Introduction
Pancreatic cancer (PC) remains insensitive to immune checkpoint inhibitors (ICIs) such as anti-PD1 and anti-CTLA4 due to its immunosuppressive microenvironment. While evidence suggests chemotherapy causes immunogenic cell death and promotes T cell activation, it has not enhanced the efficacy of ICIs) in PC. Even the combination of chemotherapy and ICIs with other immune priming agents such as anti-CD40 antibodies (αCD40) are yet to improve treatment outcomes as the effective dose does not reach the tumour site and often results in immune-related adverse events. For this reason, we developed a biodegradable polymeric implant and assessed its safety and efficacy in delivering αPD1+αCD40 in a pancreatic mouse model compared to systemic administration of those agents with chemotherapy.
Material and Methods
Implants containing αCD40+αPD1 or empty implants (control) were prepared as described by our group previously and inserted into C57BL/6 mice bearing Luc-tagged KPC subcutaneous tumours. Anti-tumour efficacy against systemic treatment was determined by measuring tumour growth using Bioluminescence imaging (N=10 mice per cohort). Mice also received gemcitabine+nab-paclitaxel chemotherapy. Immune system activation was analysed using flow cytometry and LEGENDplex assay on the tumour-draining lymph node and plasma, respectively.
Results and Discussions
The radiance intensity of tumours was significantly lower in mice treated with immunotherapy implants compared to other groups indicating local treatment's efficiency in restraining tumour growth. Further, mice treated with the immunotherapy implants showed no evidence of metastasis. Inflammatory cytokines including GM-CSF and IFNB and IL-23 were elevated in the systemic compared to the local treatment arm, leading to the activation of T cells marked by a higher percentage of CD8+PD1+ T cells compared to the local arm. On the contrary, the proportion of LY6C- M1-anti-tumour macrophages was significantly higher in the TDLN and spleen of the localised group, while the LY6C+ M1-pro-tumour macrophages were significantly higher in the systemic treatment arm.

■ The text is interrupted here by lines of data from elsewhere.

PR #794, opened 2023-05-18
OTA-915: Serve signatures through a new container

PratikMahajan:
This PR adds a new container to serve the signatures. 

Signatures should be added to the directory in order to
serve the signatures. 
The dir structure should look like `{ALGO}/{DIGEST}/{SIGNATURE}`

Add this directory to toml file in-order to read the signatures.
```
[signatures]
dir = <DIR-HERE>
```
In the absence of dir in toml file, it'll create a temp directory and 
read from it

### DIFF
--- a/commons/src/lib.rs
+++ b/commons/src/lib.rs
@@ -25,6 +25,7 @@ pub mod prelude_errors {
 }
 
 use actix_web::http::header::{HeaderMap, HeaderValue, ACCEPT};
+use actix_web::HttpRequest;
 use flate2::write::GzEncoder;
 use flate2::Compression;
 use std::collections::HashMap;
@@ -182,6 +183,44 @@ pub async fn create_tar(output_path: Box<Path>, data_path: Box<Path>) -> Result<
         return Err(prelude_errors::format_err!("{:?}", tar_status.unwrap_err()));
     }
     Ok(())
+}
+
+/// format the request before logging. Include only details that we need.
+pub fn format_request(req: &HttpRequest) -> String {
+    let no_user_agent = HeaderValue::from_str("user-agent not available").unwrap();
+    let no_accept_type = HeaderValue::from_str("accept value not available").unwrap();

At the later time point, there was an elevated amount of activating cytokines belonging to the IL1 family in the local compared to the systemic treatment arm, suggestive of a late and prolonged effect of the localised treatment due to a gradual and controlled release of the drugs from the implantable device. This finding was confirmed by analyzing the implant's release profile. We found 8% of the antibodies were still present at the end of the study.
Conclusion
Local administration of αCD40+αPD1 immunotherapy with chemotherapy was safe and more efficient in restraining tumour growth and metastasis than systemic treatment.